As a coach, he told Nankatsu to do the same routine as Tsubasa, which is to dribble with the ball. Goalkeepers can also used hands as well, but it gives him no distinct advantage later on. On the other hand, he also told Tsubasa to play in goal, so he can see how he can dramatically change the flight of the ball by curving, just by making subtle changes in shooting form and aiming points.
- In the Latin American and European Spanish dubs, his name is Roberto Zedinho.
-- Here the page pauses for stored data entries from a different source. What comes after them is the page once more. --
PR #360, opened 2020-02-26
fix process names in vs

EricCornelson:
Debugged process names were blank in Visual Studio. Added fixes to make sure we send the initial target name, and subsequent name updates.


src/dap/connection.ts
```diff
@@ -28,6 +29,9 @@ export default class Connection {
   private _dap: Promise<Dap.Api>;
   private disposables: IDisposable[] = [];
 
+  private _initialized = getDeferred<Connection>();
```
digeff: Please give one of these a different name

PR #377, opened 2020-03-03
Use ripgrep for outFiles search

roblourens:
Since this requires bumping the vscode engine version, we will want to wait a bit before merging this, otherwise people using stable will not be able to use the extension. I guess we can wait a whole month or dynamically figure out whether Insiders is being used.


jasonwilliams:
stable is on 1.45.0 now, whats the update with this PR?

roblourens:
Thanks for the reminder. @connor4312 you can merge this if you are ready for it

PR #379, opened 2020-03-05
Return entry for stop on entry breakpoints

digeff:
Return entry for stop on entry breakpoints.
VS relies on the reason to auto-resume this breakpoint when needed

### DIFF
--- a/src/adapter/threads.ts
+++ b/src/adapter/threads.ts
@@ -71,6 +71,7 @@ export interface IThreadDelegate {
   scriptUrlToUrl(url: string): string;
   executionContextName(description: Cdp.Runtime.ExecutionContextDescription): string;
   initialize(): Promise<void>;
+  entryBreakpointId: string | undefined;
 }
 
 export type ScriptWithSourceMapHandler = (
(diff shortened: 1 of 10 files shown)


src/adapter/threads.ts
```diff
@@ -845,11 +846,14 @@ export class Thread implements IVariableStoreDelegate {
         };
       default:
         if (event.hitBreakpoints && event.hitBreakpoints.length) {
+          const isStopOnEntry =
+            event.hitBreakpoints.length === 1 &&
+            this._delegate.entryBreakpointId === event.hitBreakpoints[0];
```
connor4312:
```suggestion
          const isStopOnEntry =
           this._delegate.entryBreakpointId &&
           event.hitBreakpoints.includes(this._delegate.entryBreakpointId);
```

in case we stop there for some other random reason

src/targets/node/nodeAttacherBase.ts
```diff
@@ -39,6 +39,7 @@ export abstract class NodeAttacherBase<T extends AnyNodeConfiguration> extends N
       initialized: async () => {
         toDispose = this.onFirstInitialize(cdp, run);
         await toDispose;
+        return undefined;
```
connor4312: unrelated?

digeff: This is because I changed the signature of NodeTarget initialized method to:   
`initialized?(target: NodeTarget): Promise<string | undefined>;`

src/adapter/threads.ts
digeff: My thinking was that if the user sets a breakpoint on this same place, then we don't want VS to auto-resume, so we want the breakpoint to take precedence and say "breakpoint" as a reason instead of "entry"

src/targets/node/nodeAttacherBase.ts
digeff: This is because I changed the signature of NodeTarget initialized method to:   
`initialized?(target: NodeTarget): Promise<string | undefined>;`

src/adapter/threads.ts
connor4312: ah, right, makes sense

In the French and Italian dub, his name is Roberto Sedinho.
- Even though Roberto's method of becoming a great pro soccer player for Tsubasa included becoming a midfielder, Roberto was a forward for the Brazil national team, which meant that if was indeed a gamemaker, he did it just for the time he played in São Paulo FC ("FC Brancos").
- His name was adapted to Roberto "Maravilha" ("Wonder") in the Brazilian dub of Captain Tsubasa J, based on players who had the same nickname, Dario José dos Santos and Túlio Humberto Pereira Costa (who was in activity by the time of the dub). In Road to 2002 anime dub, his name wasn't changed. In the brazilian dub of the 2018 series, he is usually called as Roberto Maravilha Hongo, with "Maravilha" being his player nickname.
- His character was probably based on Eduardo Gonçalves de Andrade, a Brazilian former soccer player who also retired because of detachment of the retina.
- In the Brazilian Portuguese dub, he was voiced by Bruno Rocha in the J series, by Alfredo Rollo in the 2001 series, and now by Douglas Monteiro in the 2018 remake.
- According to the 2018 remake, his favourite whisky is Suntory Old Whisky (spelt Moontory). The reason his retina detached was from a hard tackle where he fell to the back of his head while playing for Brazil, but did not suffer severe concussion.
- ↑ 1.0 1.1 Captain Tsubasa exhibition
- ↑ 2.0 2.1 2018 anime
- ↑ It is even stated by Kodai Ozora that Roberto was in fact Tsubasa's present for his 12th birthday since he just entered 6th grade school.
- ↑ Only in the Captain Tsubasa J version, the Drive Shoot was developed just after the Elementary school era, as in the epilogue of the Kids' Dream arc, we see Tsubasa using this shot against Morisaki on a training match.